● **Task**
Output every line from the beginning of the records through the line that contains "No need for review on", exactly as it appears.

───── Record excerpts

PR #137, opened 2021-01-28
Update iphone sim used to iOS 14.4

holtzmak:
Xcode updated in the last few days to iOS 14.4, this changes what simulators are available on GItHub machines. Likely, the down period last night was them updated their machines.


holtzmak:
No need for review on this, I will merge once check is done.

PR #138, opened 2021-01-28
Changed iOS to 14.3 (stable)

holtzmak:
Follow up to prior PR - XCode updated to 14.4, but GItHub updated to 14.3. We literally have the command "list all devices" in the build flutter action so I would know what the latest devices were, but I missed it. I put it there!!! >:(


holtzmak:
Again, no need for review.

PR #139, opened 2021-01-28
Email pdf

### LINKED ISSUE #97: Experiment with sending an email with PDF attached from Flutter
This task is a combination of #81 and #79.

This task is done when:
- [ ] You can send an email with a PDF attached
- [ ] You can send an email with many PDFs attached

SanaKhan1997:


app/android/app/src/debug/AndroidManifest.xml
```diff
@@ -1,5 +1,5 @@
 <manifest xmlns:android="http://schemas.android.com/apk/res/android"
-    package="com.HumaneTransport">
+          package="com.HumaneTransport">
```
holtzmak, line 2: Do you still have your windows machine for development?

app/android/settings_aar.gradle
```diff
@@ -0,0 +1 @@
+include ':app'
```
holtzmak: Why do we have this?

app/lib/common/utilities/email_sender.dart
```diff
@@ -1,40 +1,47 @@
...
     try {
       await FlutterEmailSender.send(email);
-      emailResponse = 'success';
+      emailResponse = 'Email Sent';
     } catch (error) {
       emailResponse = error.toString();
     }
-
-    print(emailResponse);
+    return emailResponse;
```
holtzmak: I'm not sure you need to have the return type as `Future<String>` it can be just `String`. I think the `await` is blocking, so the function won't return until email response is set so it's not a true future.

The reason why what you have works is because dart is smart enough to wrap your string in a Future. This is useful for some things, but not futures.

- [x] Change return type to just `String`

app/lib/common/utilities/email_sender.dart
```diff
@@ -62,9 +69,29 @@ class EmailRoute extends StatelessWidget {
                   onPressed: () {
                     if (formKey.currentState.validate()) {
                       print('valid');
-                      email.send(bodyController.text, subjectController.text,
-                          recipientController.text);
+                      //email.send(bodyController.text, subjectController.text,recipientController.text, pdf);
```
holtzmak: - [x] Remove commented out code

app/lib/common/utilities/email_sender.dart
```diff
@@ -62,9 +69,29 @@ class EmailRoute extends StatelessWidget {
...
+                      Future.value(email.send(
```
holtzmak: As we saw earlier, `send` shouldn't have a future return type. You can probably just launch showDialog as asynchronous and it will appear when the function is done. If you want it blocking interaction, you'll need to use `barrierDismissible` like `loading_screen_overlay.dart`. 

- [x] The changes to the return type should force changes here

app/lib/common/utilities/email_sender.dart
```diff
@@ -62,9 +69,29 @@ class EmailRoute extends StatelessWidget {
...
+                                      onPressed: () {
+                                        Navigator.pop(context);
+                                      },
+                                      child: Text(email.emailResponse),
+                                    ),
+                                  );
+                                },
+                              ));
                     }
+                    Navigator.of(context).pushNamed(TravelHistory.route);
```
holtzmak: This seems out of place? Why is this here?

holtzmak: Are we to go back when clicking submit? This doesn't seem obvious

app/lib/common/utilities/pdf_preview.dart
```diff
@@ -34,17 +35,38 @@ class _PdfPreviewState extends State<PdfPreview> {
...
+                //If PDF scaffold state changed switch to email_sender
+                return EmailRoute(pdf: snapshot.requireData);
+              } else
                 return PDFViewerScaffold(
                   appBar: AppBar(
                     title: Text('Example PDF'),
+                    actions: [
+                      OutlinedButton.icon(
+                          onPressed: () {
+                            exitPdf();
```
holtzmak: I think this is anti-pattern, you should push the email PDF from navigator instead.

- [x] Push the email widget into tree with like `Navigator.of(context).pushNamed...` because you have indeed added the `route` to routes already

app/pubspec.lock
```diff
@@ -78,6 +78,13 @@ packages:
       url: "https://pub.dartlang.org"
     source: hosted
     version: "2.1.5"
+  csslib:
```
holtzmak: CSS and html? I did not need this when attempting email with PDF.

- [x] Remove this if we don't need them

app/pubspec.yaml
```diff
@@ -28,6 +28,7 @@ dependencies:
   firebase_core: ^0.7.0
   flutter_email_sender: ^4.0.0
   flutter_full_pdf_viewer: ^1.0.6
+  html: ^0.14.0+4
```
holtzmak: - [x] Remove

holtzmak (changes requested):
Some changes I'd like to see: minor refactoring to make it more understandable and to use Futures correctly, and also to remove some excess things that snuck through.

app/lib/common/utilities/pdf_preview.dart
SanaKhan1997: I tried Navigator initially but it turns out we have to deactivate pdf scaffold and pass pdf file to EmailRoute

app/lib/common/utilities/email_sender.dart
SanaKhan1997: Yeah I added to see if we can return to travel history screen. My bad I forgot to remove it.

app/lib/common/utilities/email_sender.dart
SanaKhan1997: This is what I initially wanted but since send is async function it has to have Future as return type. Also when I changed it to String, dialog box occurs before gmail launch.

MummenRider (commented):
All issues/concern was already reviewed by Kelly. We know that email functionality works, but once we start coding for real, we'll have to remind ourselves to follow best practices. All in all, good job!

app/lib/common/utilities/pdf_preview.dart
```diff
@@ -38,6 +38,23 @@ class _PdfPreviewState extends State<PdfPreview> {
                 return PDFViewerScaffold(
                   appBar: AppBar(
                     title: Text('Example PDF'),
+                    actions: [
+                      OutlinedButton.icon(
+                          onPressed: () {
+                            Navigator.pop(context);
```
holtzmak, line 44: I think this is dangerous because this is popping the navigator while the widget is still live. We should refactor this int he future.

app/lib/common/utilities/email_sender.dart
```diff
@@ -1,40 +1,46 @@
+import 'dart:io';
+import 'package:flutter/cupertino.dart';
 import 'package:flutter_email_sender/flutter_email_sender.dart';
 import 'package:flutter/material.dart';
 
 class EmailSender {
-  Future<void> send(
-      String emailBody, String eSubject, String eRecipients) async {
+  String emailResponse;
```
holtzmak, line 7: Seems odd to have the email response be a field of the class, it should have been defined in `send` like before. Something to fix in the future.

app/pubspec.lock
```diff
@@ -36,20 +36,6 @@ packages:
       url: "https://pub.dartlang.org"
     source: hosted
     version: "2.1.0-nullsafety.1"
-  camera:
```
holtzmak, line 39: Good change I think. Missed in Mansi's last PR

app/pubspec.lock
```diff
@@ -544,4 +530,4 @@ packages:
     version: "4.5.1"
 sdks:
   dart: ">=2.10.0-110 <2.11.0"
-  flutter: ">=1.22.0 <2.0.0"
+  flutter: ">=1.16.0 <2.0.0"
```
holtzmak, line 519: We had this problem with Mansi's PR yesterday.

- [x] Change back to 1.22.0

app/pubspec.lock
```diff
@@ -85,20 +71,20 @@ packages:
       url: "https://pub.dartlang.org"
     source: hosted
     version: "2.1.1"
-  cross_file:
+  crypto:
```
holtzmak, line 74: You changes do not make sense. You've removed cross-file and replaced it with crypto. Do we even need this?
Additionally, you use csslib over crypto later. 

- [x] Remove all of these if we don't need them

app/pubspec.lock
```diff
@@ -444,13 +437,6 @@ packages:
       url: "https://pub.dartlang.org"
     source: hosted
     version: "2.1.0-nullsafety.1"
-  stream_transform:
```
holtzmak, line 447: I thought @MummenRider was using this?

holtzmak (changes requested):
Make some changes because stuff got messed up in rebase, please.

app/pubspec.lock
MummenRider: Nope, I don't remember adding this. If you're talking about stream or streambuilder, then that is different
> I thought @MummenRider was using this?

app/pubspec.lock
holtzmak: Flutter pub upgrade made this change

app/pubspec.lock
holtzmak: flutter pub upgrade made these changes

app/pubspec.lock
holtzmak: Yup, flutter pub upgrade was doing something. I deleted pubspec.lock and ran flutter pub get again, and this is still gone. Likely some funkiness with rebases here.

holtzmak (approved):
Doubled-checked myself that pub changes were meant to be, and they are.

PR #140, opened 2021-01-28
Upload image - changed sdk

mansiPaTeLL:


holtzmak (approved):
Removing the camera plugin is correct. You will need to rebase this branch before merging.

Please note that some of the error messages don't look very good, we will need to swap these with `showDialogues` or something. You can do this now or later, up to you.

Screen Shot 2021-01-28 at 6 05 12 PM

──────────

● **Written answer**
PR #137, opened 2021-01-28
Update iphone sim used to iOS 14.4

holtzmak:
Xcode updated in the last few days to iOS 14.4, this changes what simulators are available on GItHub machines. Likely, the down period last night was them updated their machines.


holtzmak:
No need for review on this, I will merge once check is done.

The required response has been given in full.